**Aim of the exercise**
Where in the listing does the string "meant" appear? Copy every line that holds it.

**Supplied data**
Issue #2104, opened 2026-08-25
Project deploy: same project name + target collides on one CloudFormation stack


notgitika:
## Summary
Two separate projects that share the same `name` (in `agentcore.json`) and target, deployed to the same account+region, resolve to the **same** CloudFormation stack. The second deploy updates/overwrites the first project's stack instead of creating its own.

## Repro
1. Create two projects in different directories, both `name: "demo"`.
2. `agentcore deploy --target default` from each, same account+region.
3. Both map to stack `AgentCore-demo-default`; the second deploy overwrites the first's stack.

## Root cause
Stack identity is derived solely from `(project name, target name)` — `AgentCore-<name>-<target>` (`src/assets/cdk/bin/cdk.ts` `toStackName`). The project spec has no stable unique id distinct from the human-chosen `name`, and the `agentcore:project-name` tag is just the name, so nothing disambiguates two same-named projects. The deploy path only verifies the account matches the target (`src/core/project/backends/cdk.ts`), not project identity.

## Impact
Silent overwrite of another project's deployed resources when names collide in a shared account+region.

## Suggested fix
Generate a stable project id at `project init`, store it committed in `agentcore.json`, stamp it as a stack tag (e.g. `agentcore:project-id`), and refuse to deploy when an existing stack of that name carries a different id.

PR #2105, opened 2026-08-25
feat: persist minimal deploy state to deployed-state.json

notgitika:
Moves the deploy-state file to a committed `agentcore/.cli/deployed-state.json`, and stops storing a full snapshot of every resource.

State is now keyed per target and holds only the deployed CloudFormation **stack ARN** (captured from the toolkit deploy result) plus the imperatively-created **credential ARNs** the synth step needs before the stack exists. Everything else is meant to be read live from CloudFormation, so the file can't go stale.

## Changes
- New `DeployedState` schema + `readDeployedState` / `updateTargetState` (merge-not-clobber: preserves sibling targets and keys this CLI doesn't own).
- CDK toolkit runner now surfaces `stackArn`; `CdkBackend.deploy` persists it per target after a successful deploy.
- Vended CDK app reads the new top-level path.

## Notes
- The live CloudFormation reader (for `status` and resource ARNs) and the credentials preflight that populates the credential ARNs are follow-ups.
- Related: a pre-existing same-name stack-collision bug is tracked in #2104 (orthogonal to this change).

### DIFF
--- a/src/assets/cdk/bin/cdk.ts
+++ b/src/assets/cdk/bin/cdk.ts
@@ -124,10 +124,11 @@ async function main() {
   const connectorParametersByFile = resolveConnectorParametersByFile(specAny, projectRoot);
   const harnessConfigs = resolveHarnessConfigs(specAny, projectRoot);
 
-  // Read deployed state for credential ARNs (populated by pre-deploy identity setup)
+  // Read deployed state for credential ARNs (populated by pre-deploy identity setup).
+  // Lives top-level under agentcore/ (committed), not the gitignored .cli/ dir.
   let deployedState: Record<string, unknown> | undefined;
   try {
-    deployedState = JSON.parse(fs.readFileSync(path.join(configRoot, '.cli', 'deployed-state.json'), 'utf8'));
+    deployedState = JSON.parse(fs.readFileSync(path.join(configRoot, 'deployed-state.json'), 'utf8'));
   } catch {
     // Deployed state may not exist on first deploy
   }
--- a/src/assets/cdk/bin/cdk.ts
+++ b/src/assets/cdk/bin/cdk.ts
@@ -129,8 +129,11 @@ async function main() {
   let deployedState: Record<string, unknown> | undefined;
   try {
     deployedState = JSON.parse(fs.readFileSync(path.join(configRoot, 'deployed-state.json'), 'utf8'));
-  } catch {
-    // Deployed state may not exist on first deploy
+  } catch (err) {
+    // A missing file is the normal first-deploy case. A malformed one is not:
+    // surface it rather than silently synthesizing without the credential ARNs
+    // it holds (which would drop them from the stack).
+    if ((err as NodeJS.ErrnoException).code !== 'ENOENT') throw err;
   }
 
   const app = new App();
--- a/src/assets/cdk/bin/cdk.ts
+++ b/src/assets/cdk/bin/cdk.ts
@@ -125,10 +125,10 @@ async function main() {
   const harnessConfigs = resolveHarnessConfigs(specAny, projectRoot);
 
   // Read deployed state for credential ARNs (populated by pre-deploy identity setup).
-  // Lives top-level under agentcore/ (committed), not the gitignored .cli/ dir.
+  // Under agentcore/.cli/ to match the released CLI's location.
   let deployedState: Record<string, unknown> | undefined;
   try {
-    deployedState = JSON.parse(fs.readFileSync(path.join(configRoot, 'deployed-state.json'), 'utf8'));
+    deployedState = JSON.parse(fs.readFileSync(path.join(configRoot, '.cli', 'deployed-state.json'), 'utf8'));
   } catch (err) {
     // A missing file is the normal first-deploy case. A malformed one is not:
     // surface it rather than silently synthesizing without the credential ARNs
--- a/src/core/project/backends/cdk/deployedState.test.ts
+++ b/src/core/project/backends/cdk/deployedState.test.ts
@@ -119,4 +119,34 @@ describe("updateTargetState", () => {
       },
     });
   });
+
+  test("preserves unknown fields inside a credential entry across an update", async () => {
+    const root = await projectRoot();
+    // A field a newer CLI (or the CDK app) records that this code doesn't model.
+    await Bun.write(
+      statePath(root),
+      JSON.stringify({
+        targets: {
+          default: {
+            resources: {
+              credentials: { k: { credentialProviderArn: "arn:a", futureField: "keep" } },
+            },
+          },
+        },
+      }),
+    );
+
+    await updateTargetState(json, root, "default", { stackArn: "arn:stack:default" });
+
+    expect(await readRaw(root)).toEqual({
+      targets: {
+        default: {
+          stackArn: "arn:stack:default",
+          resources: {
+            credentials: { k: { credentialProviderArn: "arn:a", futureField: "keep" } },
+          },
+        },
+      },
+    });
+  });
 });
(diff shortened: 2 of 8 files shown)


notgitika:
just ignore the harness reviewer :/

src/core/project/backends/cdk/deployedState.test.ts
```diff
@@ -0,0 +1,122 @@
...
+
+function statePath(root: string): string {
+  return join(root, DEPLOYED_STATE_RELATIVE_PATH);
+}
+
+async function readRaw(root: string): Promise<unknown> {
+  return JSON.parse(await Bun.file(statePath(root)).text());
+}
+
+describe("readDeployedState", () => {
```
Hweinstock, line 37: is there a way to test this behavior through the handlers? The advantage being that implementation details here could change, but we still observe the same behavior e2e. 

If that isn't really possible, than maybe one level higher in cdk?

Hweinstock (dismissed):

src/assets/cdk/bin/cdk.ts
```diff
@@ -124,10 +124,11 @@ async function main() {
   const connectorParametersByFile = resolveConnectorParametersByFile(specAny, projectRoot);
   const harnessConfigs = resolveHarnessConfigs(specAny, projectRoot);
 
-  // Read deployed state for credential ARNs (populated by pre-deploy identity setup)
+  // Read deployed state for credential ARNs (populated by pre-deploy identity setup).
+  // Lives top-level under agentcore/ (committed), not the gitignored .cli/ dir.
   let deployedState: Record<string, unknown> | undefined;
   try {
-    deployedState = JSON.parse(fs.readFileSync(path.join(configRoot, '.cli', 'deployed-state.json'), 'utf8'));
```
AlexanderRichey, line 130: This is code that's on the customer's side, right? We write this `cdk.ts` file to their disk, correct? If so, does that mean the existing `agentcore status` command depends on this file? Or that the existing `agentcore deploy` does?

src/core/project/backends/cdk/deployedState.ts
```diff
@@ -0,0 +1,104 @@
...
+/**
+ * Merges a patch into a single target's entry and writes the whole file back,
+ * preserving every other target and every resource kind this code does not own.
+ *
+ * The merge is shallow except for `resources`, which is merged one level deep so
+ * updating one resource kind (e.g. `credentials`) leaves the others in place.
+ * A resource map provided in the patch replaces the previous map for that kind
+ * wholesale, so a credential dropped from the spec stops being advertised.
+ */
+export async function updateTargetState(
```
AlexanderRichey, line 88: It's a bit hard to see if we need these utilities without seeing where they're used. It seems like the real purpose of this PR is to add the needed DeployedState types. Is that right?

src/assets/cdk/bin/cdk.ts
```diff
@@ -124,10 +124,11 @@ async function main() {
...
+    deployedState = JSON.parse(fs.readFileSync(path.join(configRoot, 'deployed-state.json'), 'utf8'));
```
aidandaly24: I think malformed deployed state can leave us in a bad partial state here. This catches the parse error and synthesis continues, so AWS deployment can complete before `updateTargetState()` rereads the same invalid file and throws. The command then reports failure after mutating AWS without recording the new stack ARN. We should only treat a missing file as absent and validate existing state before deployment.

src/core/project/backends/cdk/deployedState.ts
```diff
@@ -0,0 +1,104 @@
...
+  json: ReadWriteJson,
+  projectRoot: string,
+  targetName: string,
+  patch: Partial<TargetState>,
+): Promise<DeployedState> {
+  const statePath = statePathFor(projectRoot);
+  const state = await readDeployedState(json, projectRoot);
```
aidandaly24, line 95: The “never drops another target” guarantee only holds for sequential updates. I reproduced two concurrent updates both reading empty state and the final file containing only `prod`. If concurrent deployments are not supported, I think we should remove or qualify this guarantee rather than imply the merge is generally safe.

src/core/project/backends/cdk/toolkit.ts
```diff
@@ -28,7 +28,13 @@ export type CdkOutputs = Record<string, string>;
 export type CdkCredentialProvider = SdkBaseConfig["credentialProvider"];
 export type CdkCredentialResolver = (region: string) => Promise<CdkCredentialProvider>;
 
-export type CdkRunner = (operation: CdkOperation, options: CdkRunOptions) => Promise<CdkOutputs>;
+/**
+ * Result of a CDK operation. `stackArn` is the ARN of the deployed stack (only
+ * a deploy produces one); bootstrap leaves it undefined.
+ */
+export type CdkRunResult = { outputs: CdkOutputs; stackArn?: string };
```
aidandaly24, line 35: `stackArn` should probably be required for deploy results. CDK’s `DeployedStack` defines it as required, but `CdkRunResult` makes it optional and the backend silently skips persistence when it is absent. That leaves a successful deployment that later commands cannot resolve. I think we should fail instead of accepting a deploy result without the ARN.

src/core/project/backends/cdk/deployedState.ts
```diff
@@ -0,0 +1,104 @@
...
+/**
+ * Project-relative path of the state file the synthesized CDK app reads.
+ *
+ * Deliberately top-level under `agentcore/` (not the gitignored `.cli/`): the
+ * file is meant to be committed so a target's stack binding and imperatively
+ * created credential ARNs are shared across everyone who deploys that target.
+ */
+export const DEPLOYED_STATE_RELATIVE_PATH = join("agentcore", "deployed-state.json");
+
+const CredentialStateSchema = z.object({
```
aidandaly24: One edge case here: Zod strips fields not listed in `CredentialStateSchema`. A stack-ARN-only update reads and rewrites the whole file, so it can delete future or unowned fields inside an existing credential entry. I think this nested schema should use `.passthrough()` too.

src/core/project/backends/cdk/deployedState.ts
```diff
@@ -0,0 +1,104 @@
...
+    ...patch,
+    ...(resources && { resources }),
+  };
+
+  const next: DeployedState = {
+    ...state,
+    targets: { ...state.targets, [targetName]: merged },
+  };
+
+  await json.write(statePath, next);
```
aidandaly24: This state file should use the existing `atomicWrite()` helper. `FsReadWriteJson.write()` truncates the authoritative file directly, so an interruption or disk failure can leave malformed JSON that blocks later deploys.

aidandaly24 (changes requested):
I found several deployed-state integrity cases that I think need to be addressed before this merges.

src/assets/cdk/bin/cdk.ts
notgitika: fixed!

src/core/project/backends/cdk/deployedState.ts
notgitika: i qualified the comment

src/assets/cdk/bin/cdk.ts
notgitika: the existing `status` command does. we decided to keep it under `.cli/` for the time being

src/core/project/backends/cdk/toolkit.ts
notgitika: done

src/core/project/backends/cdk/deployedState.ts
notgitika: fixed

src/core/project/backends/cdk/deployedState.ts
notgitika: done! thanks for the thorough review!

aidandaly24 (approved):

**Expected answer**
State is now keyed per target and holds only the deployed CloudFormation **stack ARN** (captured from the toolkit deploy result) plus the imperatively-created **credential ARNs** the synth step needs before the stack exists. Everything else is meant to be read live from CloudFormation, so the file can't go stale.
+ * file is meant to be committed so a target's stack binding and imperatively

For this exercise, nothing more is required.